If a stock isn’t included on this list, that doesn’t mean the stock is bad. It just means it didn’t fit the criteria used to find these dividend stocks.
All stocks move up and down. This is just a list of stocks that meet certain criteria. When you buy will affect overall returns and dividend yield. When to buy is up to you.
Buy and Selling Long-Term Dividend Stocks
I typically buy these stocks when they form a setup I recognize, such as a rounded bottom (covered in my swing trading course) or the stock is bouncing off the lows of a long-term trend channel, for example.
When major stock indices have fallen more than 10%, and Market Health Indicators start to turn favorable again, that is also time a consider buying. This is covered in How To Pick Stock Market Bottoms.
I typically sell these stocks when they no longer exhibit the qualities that I want to see. This usually means they fall off the list. Falling off the list doesn’t necessarily mean the stock has to be sold immediately if it is still trending up.
Also, not all criteria are equal. A decline in earnings is a more serious problem than the dividend yield going from 1.2% to 0.9% (at 0.9% it would no longer be included on the list because the scan only looks for dividend yields above 1%). A dividend yield decline could simply be because the stock price is rising faster than the dividend increases. That’s not a bad thing, or a reason to sell! Declining company profits on the other hand is a more serious issue.
If the stock is not performing well fundamentally, then I will input a tight trailing stop loss on it so if it starts to drop I get out. All that capital is still there to be compounded in something else that has the qualities I want in a dividend stock.
Look at Dividend Growth, Not Just Current Yield
With dividend stocks, don’t just look for the highest yield. Look for companies that increase their dividends regularly. This shows the company is steadily profitable and can afford to raise the dividend as profits grow. While your yield may be only 1% or 2% now, as the stock keeps rising and the dividend keeps growing, your yield on your investment can become quite large.
For example, if you bought Automatic Data Processing (ADP) near the start of 2009 near $34, the dividend at that time was $0.33/quarter or $1.32/year. That’s 3.8% which is actually fairly high due to the decline in the stock price during the 2008 financial crisis. But either way, even if the dividend yield was lower, look at the power of increasing dividends…
ADP has increased its dividend every year since 2009 (actually, since 1991).
As of March 2025, the stock is trading near $310 and the dividend per share is $1.54/quarter or $6.16/year.

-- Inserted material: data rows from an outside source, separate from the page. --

PR #1916, opened 2023-03-29
Re-adjusting the epd geometry code for sPHENIX

eumaka:
PR registers a streamlined epd geometry code for sPHENIX and fills in the geometry in the EPD reconstruction code per Chris P's request (following a similar setup as the calorimeters).


pinkenburg:
Not sure if this is still up to date - the scan build error is serious - you are returning a value of an array which just went out of scope. Not sure why scan build does not complain about the others. Declare the arrays static const and try again

eumaka:
Closing this, replacing with another.

PR #1919, opened 2023-03-30
Replace std::vector with TClonesArray in TrkrClusterContainer

tasheng:

## Types of changes

Switch from using `TrkrClusterContainerv4` to `TrkrClusterContainerv5`. Instead of using `std::vector` to store the clusters in the container, it uses `TClonesArray` for better I/O performance and disk space usage. 

## TODOs (if applicable)


hupereir:
Hello, I have added some comments on the code, hoping this helps. 

Hugo

offline/packages/trackbase/TrkrClusterContainerv5.cc
```diff
@@ -0,0 +1,293 @@
...
+     * print error message and exit otherwise
+     */
+
+    auto cluster = (TrkrCluster*) clus_vector->At(index);
+    std::cout << "get null" << std::endl;
+    if (!cluster)
+      {
+        // clus_vector[index] = newclus;
+        TrkrClusterv4* cls = (TrkrClusterv4*) clus_vector->ConstructedAt(index);
+        cls->CopyFromv4(static_cast<TrkrClusterv4*>(newclus));
```
hupereir, line 121: In addition, this will also leak "newclus" the code expects that the ClusterContainer takes ownership of newclus (as is the case in TrkrClusterContainerV3), whereas here, a Clone/deep copy of new clus is made and stored. As a result, "newclus" is never deleted. 
For this to work you would need to insert newclus directly in the TClonesArray (which might not work if it is not the right version), without deep copy involved ...

tasheng: Looking at the documentation, there is no way to insert an element into a TClonesArray without calling the constructor and making a deep copy. I can destruct `newclus` after it is copied into the array so that it doesn't leak.

offline/packages/trackbase/TrkrClusterContainerv5.h
```diff
@@ -0,0 +1,68 @@
...
+
+  /// temporary map
+  /**
+   * the map is transient. It must not be written to the output.
+   * To do this one adds //! after the declaration
+   * see https://root.cern.ch/root/htmldoc/guides/users-guide/InputOutput.html for details
+   */
+  Map m_tmpmap;  //! transient. The temporary map does not get written to the output
+
+  int m_cluster_version = 5;
```
hupereir, line 63: You cannot have m_cluster_version as a member of the container class. What it otherwise mean is that every time the cluster version is updated, the old cluster containers will not be readible anymore, which, in turn would in fact require that you update also the container to a new version. (essentially, with this you tie the container version to the cluster version, which is something we would really like to avoid)

offline/packages/trackbase/TrkrClusterContainerv5.cc
```diff
@@ -0,0 +1,328 @@
...
+     * print error message and exit otherwise
+     */
+
+    auto cluster = (TrkrCluster*) (*clus_vector)[index];
+    std::cout << "get null" << std::endl;
+    if (!cluster)
+    {
+      if (m_cluster_version == 4)
+      {
+        cls = (TrkrClusterv4*) clus_vector->ConstructedAt(index);
```
hupereir, line 137: This wont work once switching to the base class name for the TClonesArray. 
You need to use: 
cls = new(clus_vector[index]) TrkrClusterv5();
which, I think does the right thing.
Also, you do not need static_cast when calling ::CopyFrom. This one takes the base class as argument. 
Finally, since you should not use m_cluster_version, as discussed in separate comment, what you should better do is create an alias at the top of the file: like
using TrkrCluster_impl = TrkrClusterv5;
and here, with not if statement, just use: 
cls = new(clus_vector[index]) TrkrCluster_impl();
Note that you should be able to change the alias at the top of the file to any latest version of the TrkrCluster class without breaking compatibility.
** this is not tested. Just my recollection of some code used in Phenix back in the days **

offline/packages/trackbase/TrkrClusterContainerv5.cc
```diff
@@ -0,0 +1,328 @@
...
+      }
+    delete newclus;
+  }
+  else
+  {
+    // if index exceeds the vector size, resize cluster to the right size with nullptr, and assign
+    // clus_vector.resize(index + 1, nullptr);
+    // clus_vector[index] = newclus;
+    if (m_cluster_version == 4)
+    {
```
hupereir, line 177: same comments as above. 
Also there is no resize of the TClonesArray here, and thus this block is identical to the previous one. I would then simplify the if statements. (provided that this actually works ...)

hupereir (commented):
Hello, a few more comments on how to deal with versionned TrkrCluster objects, without having to update the container version. If I remember correctly this is how we were doing it in PHENIX days. I have not tested the changes ...

offline/packages/trackbase/TrkrClusterContainerv5.h
hupereir: mmm. I take it back, after discussing with Jin, Chris: the TClonesArray needs to know the name of the implemented class, (which you can also get from TrkrCluster_impl->GetName() by the way). 
In any case this would need careful  testing when reading back old files with previous TrkrCluster version.

pinkenburg:
The QA seems to indicate that the tracks are gone

blackcathj:
This has been pending and diverged from `master` branch. Closing for now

Recall that if someone bought back in 2009, with the stock price near $34 (or anywhere around there) the dividends alone in 2025 are providing an 18% yearly return on all their own ($6.16/$34) on that initial investment. Not to mention the more than $270 share price increase.
If you look through the Best Dividend Stock List above and calculate out the numbers, you often find that the dividend yield at any time is often around 1% or 2%. But over time, with increasing dividends, the yield on that initial investment often climbs to 20% or 50% per year after a decade or two.
So don’t just think about yield and income now, think about yield and income if the dividend continues to be steadily increased. Look for companies that have a steady track record of increasing dividends. Also, look for companies that have steady profit growth, as this allows for dividends to be paid and increased over time.
Why not just buy the highest-yielding stocks? Typically stocks that pay a very high yield are either in trouble or have limited growth prospects so they pay out their profits to shareholders instead of reinvesting that money into the company. If you can get growing yield and growth in company earnings (which generally leads to a rising share price), that is a more powerful driver for long-term portfolio returns.
How to Scan for Top Dividend Stocks
The list of best dividend stocks above is generated using several criteria, including:
- Basics: a share price above $5, listed on a major exchange, and does at least 200,000 shares in daily average volume.
- Dividends: at least 10 years of consecutive dividend increases and the average increase is at least 7% yearly. Yield is above 1%.
- Profits: no negative EPS years recently and expected yearly EPS growth is greater than 8% per year going forward.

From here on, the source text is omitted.